■ Saved entries:

Issue #1407, opened 2024-05-27
Add background task to reindex all artifacts


adpi2:
### Motivation

Each time we update the `Artifact` model we need to re-download all POM files to get the new values and populate the new fields in the database.

### Identified Obstacles

- We need a new endpoint to trigger the task. (The difference between a scheduled job and a task is: a scheduled job runs automatically, a task is triggered by an admin once in a while).
- We should make sure that downloading all POM files will not fill the disk completely. (Probably it won't because POM files are quite small, smaller than JAR files).
- What if we cannot download some artifact: should we remove it from Scaladex?

### Implementation Guideline

- In `Task`, add a new task `update-maven-artifacts`
- In `AdminPage`, add a new endpoint to trigger this task. 
- In `AdminService` create a method `updateMavenArtifacts` that will download each POM file and reindex it. Maybe create a new class File `MavenArtifactUpdater` to implement this method. It should
  - Query the database to get all Maven artifact references.
  - Use `CoursierResolver` to download the POM file
  - Use `PublishProcess` to publish the POM file.

### Expectations

We should be able to trigger the task in the admin page and it should update all artifacts one by one without failing. If there is a failure it should appear in the admin page.

Issue #979, opened 2022-03-29
Extract versionScheme, scaladocUrl, developers from pom files 


adpi2:
### Motivation

The artifact page contains useful information about the pom file of an artifact.

Currently we have some useful information:
- organization and name
- project (Github repository)
- language (Java, Scala 2.12, Scala 2.13...)
- platform (JVM, Scala.js, Scala Native, sbt)
- licence
- (resolver)
- dependencies (and inverse dependencies)

See for instance https://index.scala-lang.org/typelevel/cats/artifacts/cats-core/2.9.0

But we can get more from the pom file:
- the scaladoc url:
```xml
<properties>
  <info.apiURL>http://endpoints4s.github.io/api</info.apiURL>
<properties>
```
- the version scheme
```xml
<properties>
  <info.versionScheme>early-semver</info.versionScheme>
</properties>
```
- the list of developers:
```xml
<developers>
  <developer>
    <id>julienrf</id>
    <name>Julien Richard-Foy</name>
    <url>http://julien.richard-foy.fr</url>
  </developer>
</developers>
```

As a good example of pom file you can see:
https://repo1.maven.org/maven2/org/endpoints4s/algebra_2.13/1.7.0/algebra_2.13-1.7.0.pom

### Identified Obstacles

Manage missing information with optional values.

### Implementation Guideline

1. Add new fields in `ArtifactModel`: `scaladocUrl` and `versionScheme` should be optional
2. Fill those fileds in the `PomConvert.apply` method
3. Add corresponding types and fields in the `Artifact` case class: for `scaladocUrl` we can use the already existing `Url` case class, for `versionScheme` we can use a `String`, and for `developers` we can introduce a new case class `Developer`.
4. Create a migration file in [this folder](https://github.com/scalacenter/scaladex/tree/main/modules/infra/src/main/resources/migrations) to add new columns in the `artifacts` table
5. Update the `ArtifactsTable` object to declare those field and read/write them. For the `developers` field we need a serializer. I recommend to define it using circe in the `Codecs` class.
6. Add some of information in the artifacts of the `Values` class to test that we can read and write them to the database without trouble. Those tests already exist in `SqlDatabaseTests`.
7. Add a scheduled job to find the missing information from the existing artifacts.

### Expectations

1. We should extract the information from poms that we receive from Sonatype.
2. Reading and writing those field into the database should be tested.

muskan3006:
Hi I would start looking into this one, is that okay?

[...]

PR #1446, opened 2024-08-20
1407 :  Background task to reindex all artifacts &  979 : UI Changes

skingle:
- https://github.com/scalacenter/scaladex/issues/1407
- https://github.com/scalacenter/scaladex/issues/979

### DIFF
--- a/build.sbt
+++ b/build.sbt
@@ -83,7 +83,9 @@ lazy val infra = project
       "io.circe" %% "circe-core",
       "io.circe" %% "circe-generic",
       "io.circe" %% "circe-parser"
-    ).map(_ % V.circe),
+    ).map(_ % V.circe) ++ Seq(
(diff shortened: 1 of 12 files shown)


adpi2:
Great work @skingle!

adpi2:
Deployed to https://index-dev.scala-lang.org/

adpi2:
The task is still running after 18 hours, which seems normal. I checked a few projects but I don't see any new fields appearing in the artifact page. I'll run it locally to see if it's working as expected. Maybe there is something we can do to speed it up.

adpi2:
I can see in [this artifact](https://index-dev.scala-lang.org/com-lihaoyi/mill/artifacts/mill-bsp/0.11.10) that the re-indexing is working.

It takes about 150 ms to re-index a pom file. So it is going to take about 80 hours total.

■ Directions: In the entries above, find the line holding "Extract versionScheme, scaladocUrl, developers" and the line holding "- dependencies (and inverse dependencies)", then retype exactly those two lines and every line between them, and nothing else.

■ Solution:
Extract versionScheme, scaladocUrl, developers from pom files 


adpi2:
### Motivation

The artifact page contains useful information about the pom file of an artifact.

Currently we have some useful information:
- organization and name
- project (Github repository)
- language (Java, Scala 2.12, Scala 2.13...)
- platform (JVM, Scala.js, Scala Native, sbt)
- licence
- (resolver)
- dependencies (and inverse dependencies)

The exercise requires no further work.